The effects of shrinkflation at dollar stores are massive because of the stores’ omnipresence. Dollar General has the most locations of any U.S. retailer, with 19,000 locations. Combined Dollar Tree, the two retailers have over 35,000 U.S. locations. That’s about five times as many stores as the U.S. Walmart and Target locations combined, Fortune calculated.

The strategy of shrinkflation is becoming more commonplace. Toilet paper and paper towels are 34.9% more expensive than they were in January 2019, with over 10% due to manufacturers shrinking the size of the product, according to a December report from Democratic Senator Bob Casey. Snack foods before 26.4% more expensive in the same period, with 9.8% of the price increase due to shrinkflation.

Dollar General has extra reason to protect profit margins after suffering from inventory shrink in 2023. It reported an operating profit decrease of 41.1% to $433.5 Million in its third quarter. Despite challenges, the company still had a net sales increase of 2.4% to $9.7 billion in the same period

This is where the strategy of shrinkflation comes in. Low-income customers, which dollar stores rely on for most of their business, are sensitive to the price hikes that are associated with inflation, Brian Numainville, principal of retail consulting The Feedback Group, told Fortune. Instead of raising prices and alienating customers, these retailers opt to cut the size of their products while keeping the prices the same, creating the illusion of a good deal while keeping their profit margins wide.

“That doesn't mean, however, that shoppers won't notice that they are getting less for their money even without obvious price hikes,” Numainville said.

Shoppers hate shrinkflation, but can do little about it

Customers are indeed noticing the differences in their frequently-shopped-for products. Three in four U.S. customers are concerned with shrinkflation, according to an April 2023 YouGov survey of over 1,100 U.S. adults. Almost half of adults over 55 said they’d stop buying certain products altogether because of shrinkflation, and one third said they’d temporarily hold off on buying certain items.

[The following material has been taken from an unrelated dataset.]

PR #6422, opened 2026-05-29
type: add a pf-format to C-declaration converter

### LINKED ISSUE #2268: Support defining `t` types from `pf` format strings, including from existing saved ones
There are currently two type format supported by rizin. The `pf` format strings, and the C11 syntax supported by `t`. While you can get a `pf` format string for a `t` type and even use `tp` to instantly use it to print (You will have to edit the string if you want it saved as a `pf.something`). There doesn't seem to be a way to quickly create a `t` type from a `pf` string. This matters because only types defined with `tl` do type analysis, defining types using `Cf` doesn't. (P.S. Is there any interaction between `tl` and `Cf`.

Support a command to quickly define a `t` type using a `pf` format string, using appropriate standard fixed sized types.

Customers may want to change their purchasing behaviors to avoid shrinkflation, but those already shopping at dollar stores may not have a choice.

Thousands of dollar stores cropping up across the U.S. may seem like a win for shoppers looking for convenience, but dollar store expansions have also forced out independent grocers and created food deserts in the areas they occupy.

Typically located in low-income and rural communities and communities of color, dollar stores rely on impoverished customers making less than $35,000 a year and counting on government assistance. In 2017, these customers made up 21% of Dollar General’s shoppers and 43% of its sales in 2017 according to Jim Thorpe, Dollar General’s chief merchandising officer at the time.

With dollar stores heavily reliant on cash-strapped shoppers with few options, they have little motivation to do away with shrinkflation.

“There are almost 100 dollar-type stores in a ten-mile radius,” Fort Worth Councilwoman Kelly Allen Gray, who helped pass an ordinance limiting dollar store openings in her district, told CNN. “They are heavily located in low-to-moderate-income neighborhoods, which makes their presence feel predatory.”

Dollar Tree did not immediately respond to Fortune’s request for comment.